The placenta is a powerhouse of chemistry, and adds to the hormones normally produced elsewhere such as the pituitary, and this includes the stress hormone., cortisol. Our “home” environment is not what we are used to thinking about when it comes to womb-life. But a bad home life creates serious problems later on; and this home is far more important than later home life in childhood in terms of what diseases will befall us. Serious traumas, a mother depressed or anxious at the start can change the stress hormone output in the placenta and eventually that may translate to such diseases as Alzheimer's, decades later. We have to wonder why there is such a great amount of cortisol produced, and the key reason I think is to combat the intrusion of trauma.
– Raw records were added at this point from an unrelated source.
PR #552, opened 2017-07-24
Dummy to Import to G3

LucasSloan:


mprobst:
Can you update the PR description? I don't get what the dummy is about.

src/tsickle.ts
```diff
@@ -634,6 +634,11 @@ class Annotator extends ClosureRewriter {
    *     emit it as is and visit its children.
    */
   maybeProcess(node: ts.Node): boolean {
+    if (this.file.statements.indexOf(node as ts.Statement) !== -1) {
```
mprobst: Can you explain *why* we're doing this in the commit message? See go/cl-descriptions.

In particular, what does this fix? How does it relate to the idea of emitting mappings for each emitted string?

Conceptually, shouldn't we rather make sure we emit a mapping for each line of code that can actually be executed, assuming we have proper coverage for all tokens we emit? This seems like it'll still have issues for e.g. multiple statements in one line, or code nested deeper than the top level.

mprobst: this is O(n) on each statement, so O(n^2) in the number of statements in the source file.

src/tsickle.ts
```diff
@@ -634,6 +634,11 @@ class Annotator extends ClosureRewriter {
...
+      const pos = this.file.getLineAndCharacterOfPosition(node.getFullStart() + 1);
+      this.sourceMapper.addMapping(
+            node, {line: pos.line, column: pos.character, position: node.getFullStart() + 1}, {line: this.position.line + 1, column: 0, position: this.position.position + 1}, 1);
```
mprobst: this repeats a bunch of logic regarding indices that seems to belong into the parent class where we handle the source mapping stuff. You could introduce a method there, then you also wouldn't need to open up the visibility.

src/source_map_utils.ts
```diff
@@ -135,8 +135,8 @@ export class DefaultSourceMapper implements SourceMapper {
 
   constructor(private fileName: string) {
     this.sourceMap.addMapping({
-      original: {line: 1, column: 1},
-      generated: {line: 1, column: 1},
+      original: {line: 1, column: 0},
```
mprobst: I don't understand this change, but maybe I'm just mislead by the commit message.

In TypeScript (as in: `tsc` and the `typescript` node module & APIs), line and column are zero based. I cannot find an authoritative source on source maps (it'd be nice if you could link to one here), but at least `sourcemap.ts` in the TS code base seems to assume 1-based indexing, whereas the Closure Compiler assumes 0-based for the most recent format. https://github.com/google/closure-compiler/blob/master/src/com/google/debugging/sourcemap/FilePosition.java#L38

Maybe that's the problem you're fixing here?

In any case, please add a comment explaining what's going on, with a pointer to exactly what bits are breaking, what you are fixing, and a test case.

LucasSloan:
You shouldn't be reviewing this - I just opened a pr so Copybara had a PR to sync into G3 to test if this approach made any sense.

PR #553, opened 2017-07-25
Fix annotation emit for nested classes

### LINKED ISSUE #547: Tsickle incorrectly downlevels constructor parameters when class is declared inside a closure
See: https://github.com/angular/tsickle/pull/548

```
var describe: Function;
var it: Function;
/** @Annotation */
var Component: Function;

export function main() {
  describe(() => {
    class SomeService {}
    it(() => {
      @Component({template: '<div someDir>{{1 | somePipe}}</div>'})
      class TestComp3 {
        constructor(service: SomeService) {}
      }
    });

  });
}
```

produces syntactically incorrect code:
```
static ctorParameters = () => [ {type:, }, ];
```

mprobst:
Fixes #547.


src/rewriter.ts
```diff
@@ -93,18 +93,26 @@ export abstract class Rewriter {
...
       this.writeRange(node, pos, child.getFullStart());
       this.visit(child);
       pos = child.getEnd();
     });
     this.writeRange(node, pos, end);
-    this.skipUpToOffset = oldSkipUpToOffset;
+    this.skipCommentsUpToOffset = oldSkipCommentsUpToOffset;
+  }
+
+  writeComment(node: ts.Node) {
```
evmar: Note this is also important for whitespace.

src/decorator-annotator.ts
```diff
@@ -15,14 +15,23 @@ import {SourceMapper} from './source_map_utils';
 import {assertTypeChecked, TypeTranslator} from './type-translator';
 import {toArray} from './util';
 
+/**
+ * ConstructorParameters are gathered from constructors, so that their type information and
+ * decorators can later be emitted as an annotation.
+ */
+interface ConstructorParameter {
+  type: ts.TypeNode|null;
```
evmar: This could probably use a bit of docs, because it's pretty weird that it's a TypeNode (reference to ast) and also that we only set it if the AST refers to a value.

mprobst:
Green in g3.

src/rewriter.ts
mprobst: Renamed to writeTrivia.

src/decorator-annotator.ts
mprobst: Added docs. This is indeed still a somewhat odd code structure, but at least the fields have names now, and can be documented :-)

PR #554, opened 2017-07-25
Clean up tsickle testing (a bit)

mprobst:
This PR removes the patching system from tests in favour of separate golden files for the transformer run variant and reduces code duplication between the transformer and regular golden tests.

It also reinstates running golden tests in `watch` mode, which was removed in b26b2cbfd3873a52f8eedd0ee5a8be866adee83f for unclear reasons.


test_files/coerce/coerce.js.transformer
```diff
@@ -0,0 +1,12 @@
+goog.module('test_files.coerce.coerce');var module = module || {id: 'test_files/coerce/coerce.js'};/**
```
mprobst: @evmar LMK what you think of this - while the `.patch` files lack context to review them, these here lack clarity in what changed. Not sure what I prefer, but it'll be easy to reinstate the diffing method for these.

test_files/jsdoc/diagnostics.txt.transformer
```diff
@@ -0,0 +1,20 @@
+Warning at test_files/jsdoc/jsdoc.ts:44:3: unhandled anonymous type
```
mprobst: @evmar I don't know what's going on in here, but AFAICT this was the previous behaviour, the previous test runner just swallowed these. It looks a bit as if we re-check the comments after manipulating them to include types ourselves.

evmar: Can you file a bug about it?

test_files/coerce/coerce.js.transformer
evmar: Now that I see the bare files, I see why the patch files were nice.  I hope we are only temporarily in the state where we have transformer/non-transformer output so either seems acceptable to me.

PR #555, opened 2017-07-26
Generate source maps with 0-indexed columns.

LucasSloan:
Typescript produces source maps with 1-indexed lines, and 0-indexed columns.  We previously produced source maps with 1-indexed columns. This produced errors most noticable at the beginnings of lines - the composed source maps would have a one character wide mapping into the tsickle generated intermediate file.  The rest of the line would have correct source mappings, so all our source map tests which look for tokens that aren't at the beginnings of lines didn't catch this.

### DIFF
--- a/src/source_map_utils.ts
+++ b/src/source_map_utils.ts
@@ -135,8 +135,9 @@ export class DefaultSourceMapper implements SourceMapper {
 
   constructor(private fileName: string) {
     this.sourceMap.addMapping({
-      original: {line: 1, column: 1},
-      generated: {line: 1, column: 1},
+      // tsc's source maps use 1-indexed lines, 0-indexed columns
+      original: {line: 1, column: 0},
+      generated: {line: 1, column: 0},
       source: this.fileName,
     });
   }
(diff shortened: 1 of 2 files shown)


src/source_map_utils.ts
```diff
@@ -135,8 +135,9 @@ export class DefaultSourceMapper implements SourceMapper {
 
   constructor(private fileName: string) {
     this.sourceMap.addMapping({
-      original: {line: 1, column: 1},
-      generated: {line: 1, column: 1},
+      // tsc's source maps 1-index lines, 0-index columns
```
mprobst: nit: "source maps _use_ 1-indexed lines..." or so? The grammar seems a bit off.

test/e2e_source_map_test.ts
```diff
@@ -310,6 +310,29 @@ function createTests(useTransformer: boolean) {
           .to.equal('input2.ts', 'input file name');
     }
   });
+
+  it('maps at the start of lines correctly', () => {
+    const sources = new Map<string, string>();
```
mprobst: FYI you can do: `new Map([['input.ts', 'code goes here']])` (even with type inference!)

src/source_map_utils.ts
mprobst: Best reference I can find is here:
https://groups.google.com/forum/#!topic/mozilla.dev.js-sourcemap/kdOU6cGsplA

@concavelenz any update or insight on that? It seems like we indeed need to use 1-indexed lines, 0-indexed columns?

LucasSloan: Done.

test/e2e_source_map_test.ts
LucasSloan: Good to know!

In some ways the placenta acts like the relationship between the thalamus and the cortex, allowing certain input and rejecting others. The placenta is pretty much like a switchboard careful to monitor the amount and quality of nutrients and rejecting certain pathogens. It tries to keep a healthy environment for the fetus at all times. It keeps out infections in the mother and most often it blocks cancer developing cells. It is strange that each of them, mother and child exchange cells so the part of each is part of the other.
Finally, what is exciting about the placental cells is that they are also life-saving stem cells. They are saying, “I will become anything you want so long as you love me and take care of me. If you keep me healthy you will be rewarded with cells that can help give life and attack disease. And how does one do that? No smoking while pregnant. Live in a non-polluted milieu. And eat properly for both of you.